Alzheimer’s disaster is no longer ’emerging’

Tomorrow on World Alzheimer’s Day, the Alzheimer’s Association recognizes the efforts of the Obama Administration for bringing stakeholders to the table to begin an important dialogue on how best to address the Alzheimer epidemic. The meeting will include representatives of the Alzheimer community, policymakers from across the federal government, Alzheimer researchers, people with Alzheimer’s and care providers to exchange objectives and strategies on how to overcome the growing Alzheimer epidemic. Harry Johns, the President and CEO of the Alzheimer’s Association®, will be among the participants in the meeting.

The meeting will come on the heels of the delivery of more than 100,000 petition signatures to members of Congress from Johns and 40 Alzheimer researchers and scientists who tomorrow morning will complete the Alzheimer’s Breakthrough Ride on Capitol Hill. The Ride, which began on July 17 in San Francisco, was led by scientist Bruce Lamb, Ph.D, an Associate Professor in the Department of Molecular Medicine at the Cleveland Clinic Lerner College of Medicine, and the Alzheimer’s Association. The ride included 55 scientists from around the country who cycled 4,500 miles to call attention to both the lack of a national strategy to address Alzheimer’s and the chronic underinvestment in Alzheimer research.

The effort of scientists to call attention to the grave public health threat of Alzheimer’s coincides with the release of the World Alzheimer Report 2010 from Alzheimer’s Disease International (ADI), the most up to date and comprehensive global estimate of the economic and societal impact of Alzheimer’s and other dementias.
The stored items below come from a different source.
PR #3026, opened 2024-11-06
LB-1546: Embedable HTML widgets 

MonkeyDo:
This PR creates two new endpoints that return an HTML widget with the aim to embed it on personal websites using an iframe like so:

`<iframe src="https://test.listenbrainz.org/user/mr_monkey/embed/playing-now" frameborder="0" width="100%"></iframe>` and
`<iframe src="https://test.listenbrainz.org/user/mr_monkey/embed/pin" frameborder="0" width="100%"></iframe>`

This is only part 1, implementing playing-now and pinned recording, as a trial run. We still need to refine the design before moving forward with other potential templates (recent listens, top albums/artists/tracks).

image

image

### DIFF
--- a/listenbrainz/webserver/views/user.py
+++ b/listenbrainz/webserver/views/user.py
@@ -6,7 +6,7 @@ from collections import defaultdict
 import listenbrainz.db.user as db_user
 import listenbrainz.db.user_relationship as db_user_relationship
 
-from flask import Blueprint, Response, render_template, request, url_for, jsonify, current_app, stream_with_context
+from flask import Blueprint, render_template, request, url_for, jsonify, current_app
 from flask_login import current_user, login_required
 import psycopg2
 from psycopg2.extras import DictCursor


MonkeyDo:
Paging Dr. @Aerozol for some design feedback, now that all the technical bits are out of the way:

image
 
 
 Would also be interested in better phrasing and a more enticing look, perhaps, for when a user is not listening to anything:
 
image

Aerozol:
Beautiful!

My visual thoughts are:
- Remove the underline from the links
- Bold the song title
- Use #46433a instead of full black

I don't have any other design feedback, this is mainly aligning with the LB panels. If they get really popular maybe some day we (meaning you haha) can add some more variables like `showplaycount="0"` or whatever, but I like these simple guys _a lot!_

Re. a user not playing anything, interesting. It is such a empty canvas, so I'm just going to brain dump:

- It is tempting to add colour or imagery or something fancy, but in my experience plain is preferred for this kind of thing
- I would remove the repeat of the linked username in the text, it feels a bit mechanical, and we already have it on the right.
- I think light grey for this text would be good, since it's unlikely a user wants it to stand out if they're not listening to anything
- It could be fun to randomize the text?
  - Silly things like:
    - mr_monkey has taken the red pill
    - the corporate music industry is holding mr_monkey hostage
    - mr_monkey is currently enjoying the music of life
    - mr_monkey is taking a break
    - mr_monkey is thinking about music
    - ( ˘ ɜ˘) ♬♪♫
    - mr_monkey is not listening to music right now
    - mr_monkey is cool and nice and uses open source
    - etc
  - Or more code intensive things like:
    - mr_monkey has listened to [123] songs
    - the first song mr_monkey submitted to ListenBrianz is [song]
    - mr_monkey loves [random loved track]
    - mr_monkey has listened to [123] songs this week
    - etc
  - Or mix all the above
- Or, pick one of the above as static text
- Or, give users the option to be random or static
- Static or random, could add a variable to let users set their own 'not listening' text

MonkeyDo:
I addressed what I could easily (the text/links CSS), including some modifications for the "no data" cards with muted text, a bit of colour from the logo, and trying to make the two widgets similar:
image
image
The section on the right is a link to the user's profile

I've also added one easy thing to the pin widget: if there is no currently active pin, show the last pinned track as a fallback (but **not** in blue, like we do for the [user taste page](https://listenbrainz.org/my/taste) on the website).

I love the ideas for further improvements, and I think we will inevitably want to add a bunch of options for users to customize the functionality and look. One suggestion from the ticket for example is a light/dark mode option.
I think we should ship this as a  good v1, get some feedback from users and poll for more opinions from those who use it in the wild.

MonkeyDo:
OK, now I'm definitely stopping here, after more small tweaks to make it perfect...

Aerozol:
Looks great!!
Just the big ListenBrainz logo is a big turn-off for me. I know we want to rep LB, but thinking of this as a non-meb fan I would be *much* more likely to use the previous plain text credit version. I think we can be modest and people will still think "ooh that's cool, I want that too"

Aerozol:
Oh sorry @MonkeyDo! My notification email chopped off your message at a point before the examples, and looked like there wasn't more to read.

Thanks for making so many versions. I hope I'm not being too boring when I say that I prefer V1, "No logo"!

PR #3027, opened 2024-11-07
Add flairs CSS animations

MonkeyDo:
Adding a new .less file with the CSS definitions for flair animations.
We'll want to review if we want to keep all of those, and think about others to add, but this should get us started nicely.

Add the `.flair` CSS class along with one of the animation CSS classes (`.shake`,`.flip-3d`, etc.).

Some of these effects require manipulating the text in one of two ways:
1. easy one: adding the `data-text="username"` HTML attribute to the containing element , with the actual username of course
2. spreading each letter in the username to a separate span HTML element. this allows animating each letter with a delay


MonkeyDo:
I'm working on using an enum  to defined the label and value for each flair, and generate a type from the enum to be used where needed.
Please hold.

MonkeyDo:
I added a little preview to the side:
image

That being said, I might try to use react-select to show a select with each option showing the appropriate css style.

MonkeyDo:
It could be interesting, but I'd love some other opinions. Maybe it doesn't add a whole lot compared to the simpler select with the preview on the side.
What do you think?
Maybe @Aerozol would like to chime in?
image

Aerozol:
Tricky, I agree that it possibly doesn't add much. Where it would come in handy is if it is unclear from the drop down which flair is hover-only, allowing the user to muck with mouseover in the preview.

The thing that bugs me more in the screenshot is the long feature explanation :D
The dropdown with the username + flair preview already says it all better than words can. Can we change it to something like:

Flair
Unlocked by donating*. Some flairs are only visible on hover.

*I'm not sure where this component is, if it's in settings and not on the donator page somewhere, then "donating" can/should link to the donate page.

MonkeyDo:
I opted for both the fancy dropdown with previews of the animations, as well as a preview on the side of the dropdown, and changed the text as suggested
image

frontend/js/src/settings/Settings.tsx
```diff
@@ -111,33 +136,55 @@ export default function Settings() {
...
             >
-              Submit
+              <div style={{ flexBasis: "300px" }}>
+                <Select
+                  id="flairs"
+                  name="flairs"
+                  isMulti={false}
+                  value={{
+                    value: selectedFlair,
+                    label: startCase(selectedFlair) as FlairName,
```
anshg1214, line 156: Can we fix this case? I believe changing the className would be the easiest solution
image

frontend/js/src/settings/Settings.tsx
```diff
@@ -3,25 +3,49 @@ import * as React from "react";
...
+        <Username
+          style={{ textAlign: "right" }}
+          username={data.username}
+          selectedFlair={data.value}
+          hideLink
+          elementType="a"
+        />
+      </div>
+    </components.Option>
+  );
```
anshg1214, line 36: We'll probably have to adjust the flex css such that
1. The Underline is limited to the text
2. The Username for the sliced text is not in the middle, instead it should be right alligned.
image

frontend/js/src/settings/Settings.tsx
anshg1214: Also, selecting None makes it blank. Instead It should show the text "None"

image

frontend/js/src/settings/Settings.tsx
```diff
@@ -73,7 +98,7 @@ export default function Settings() {
         currentUser?.auth_token,
         selectedFlair
       );
-      toast.success("Flair preferences updated successfully");
+      toast.success("Flair saved successfully");
```
anshg1214, line 101: Now, on updaing the flair preference, the cache needs to invalidated so that it gets updated everywhere.

```suggestion
      queryClient.invalidateQueries({ queryKey: ["flair"] });
```

frontend/css/flairs.less
```diff
@@ -3,3 +3,380 @@
...
+    }
+  }
+  &.lb-colors-sweep > span {
+    animation-name: lb-colors-sweep;
+  }
+  @keyframes lb-colors-sweep {
+    0%,
+    9%,
+    100% {
+      color: var(--link-color, inherit);
```
anshg1214, line 111: Can we avoid setting the default color in this case to blue?

frontend/css/flairs.less
```diff
@@ -3,3 +3,380 @@
...
+  /*
+    3D text with support for visited and hover colors 
+  */
+  &.extruded {
+    color: @body-bg;
+    text-shadow: 0px 0px var(--link-color), -1px 1px var(--link-color),
+      -2px 2px var(--link-color), -3px 3px var(--link-color),
+      -4px 4px var(--link-color), -5px 5px var(--link-color),
+      -6px 6px var(--link-color);
+    -webkit-text-stroke: 0.5px var(--link-color);
```
anshg1214, line 241: Same here. Can we use the default text color here instead?

anshg1214 (changes requested):
The PR looks great! Just some minor comments, and then we're ready to merge.

One thing, for all the animations, can we avoid using the link-color blue, and use the default text color instead?

frontend/js/src/settings/Settings.tsx
```diff
@@ -111,33 +136,55 @@ export default function Settings() {
         </div>
 
         <div className="mb-15 donation-flairs-settings">
-          <div className="form-group">
+          <form className="form-group" onSubmit={submitFlairPreferences}>
             <h3>Flair Settings</h3>
             <p>
-              Choose which flair you want your username to show to let other
-              users know you donated. ListenBrainz.
+              Unlocked by <Link to="/donate/">donating</Link>. Some flairs are
```
anshg1214, line 142: Can we also add a modal here explaining how do we calculate the time duration for which the flairs remain?

MonkeyDo: Yes, I think this is crucial and currently missing, I had the same thought.

frontend/js/src/settings/Settings.tsx
MonkeyDo: Good catch, these are showing the css class name instead of the label for them!

frontend/js/src/settings/Settings.tsx
MonkeyDo: Here's what I have, would love to hear @Aerozol's feedback as well:
image

anshg1214 (changes requested):
The PR Looks really good now but some flairs are broken now.

The Flair Options Wave, Flip Horizontal, Flip Vertical, Flip 3D, and Tornado are broken, and I cannot see any animation.

It's probably after you tweeked some css as I can see [here](https://github.com/metabrainz/listenbrainz-server/compare/81fe291cc1005db598eb71ac560734a52b7b4873...957db7df9678f30830b9802b786e360ba000cb64#diff-6c1318d73ceea679edb2261a009ab19d55530335ea9ad9e4cc14ec61d631f301L144-L175).

MonkeyDo:
> The PR Looks really good now but some flairs are broken now.
> 
> The Flair Options Wave, Flip Horizontal, Flip Vertical, Flip 3D, and Tornado are broken, and I cannot see any animation.
> 
> It's probably after you tweeked some css as I can see [here](https://github.com/metabrainz/listenbrainz-server/compare/81fe291cc1005db598eb71ac560734a52b7b4873...957db7df9678f30830b9802b786e360ba000cb64#diff-6c1318d73ceea679edb2261a009ab19d55530335ea9ad9e4cc14ec61d631f301L144-L175).

Yes, I realized too, thanks !
Looking into it, but lunch break first

frontend/js/src/settings/Settings.tsx
Aerozol: I thought this was important too, glad to see you're already onto it!

My usual text changes, take or leave as you please:
"Every $5 donated unlocks flair for 1 month. Larger donations will unlock multiple months of flair. Multiple donations will stack."
(I assume this is all correct now, after lucifer changed the donation calculation system?)

Two additional points (sorry!)

1. We will have to mention that the flair isn't forever on the donations page as well - we can also add the same modal/modal text.
2. Since it's getting a bit confusing we should probably show how many months of flair are left/have been built up :S This seems like the right place for it. e.g. "You have x days of flair remaining". (display nothing if they have not donated)

anshg1214 (approved):
🚀

frontend/js/src/settings/Settings.tsx
MonkeyDo: Well I messed up and pushed commits to the feature branch directly instead of opening  PR...

But here it is, using the existing nag-check endpoint to get the remaining days of unlock, or warn the user otherwise:
image

image

Tooltip is the same message as just above:
image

Echoing sentiments from the 100,000 petition signers, Johns plans to stress the fact there is no substitute for a coordinated national strategy to systematically address the grave public health threat of Alzheimer’s to the country. Johns’ message to attendees will be clear: With the first wave of baby boomers turning 65 next year and advancing into the age of greater risk for developing the disease, the Alzheimer’s disaster is no longer “emerging.” It is upon us and government must act decisively to address it.

The Association recognizes there have been government initiatives in recent years that have provided some assistance to the growing numbers of families with Alzheimer’s, including some provisions in the Affordable Care Act. Those contributions are appreciated, yet none of them have the potential to address the fundamental drivers of the Alzheimer epidemic. Today there is no treatment that stops or even slows the progression of Alzheimer’s.

The rising prevalence of Alzheimer’s disease should be a wake-up call to the nation. In addition to the emotional, physical and financial toll Alzheimer’s disease has on families; it will also have a significant impact on U.S. government spending in the years ahead. Total costs of care for individuals with Alzheimer’s and other dementias will soar from $172 billion in 2010 to more than $1 trillion in 2050, with Medicare costs increasing more than 600 percent, from $88 billion today to $627 billion in 2050. During the same time period, Medicaid costs will soar 400 percent, from $34 billion to $178 billion.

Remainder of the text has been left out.